Each line of the records below that contains "ISAICP" needs to be copied.

-- Provided material follows --

PR #561, opened 2017-06-09
ISAICP-3033: MDL style for the throbber

piotrsmykaj:


kalinchernev:
Hi @piotrsmykaj  @tom-waat,
@brummbar noticed that the ajax rule should be more generic to elements which are not only forms.
Here's a patch with possible suggestion.
[patch.txt](https://github.com/ec-europa/joinup-dev/files/1068055/patch.txt)
The dependency is taken our as Drupal render system adds it when necessary automatically.

PR #563, opened 2017-06-09
ISAICP-3358: Reorder and style mulifile field

tom-waat:
Merge ISAICP-3358 into develop


kalinchernev:
The order is ok, I placed a comment on your question about the design specifics.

-- Provided material concluded --

● Solution to the problem
ISAICP-3033: MDL style for the throbber
ISAICP-3358: Reorder and style mulifile field
Merge ISAICP-3358 into develop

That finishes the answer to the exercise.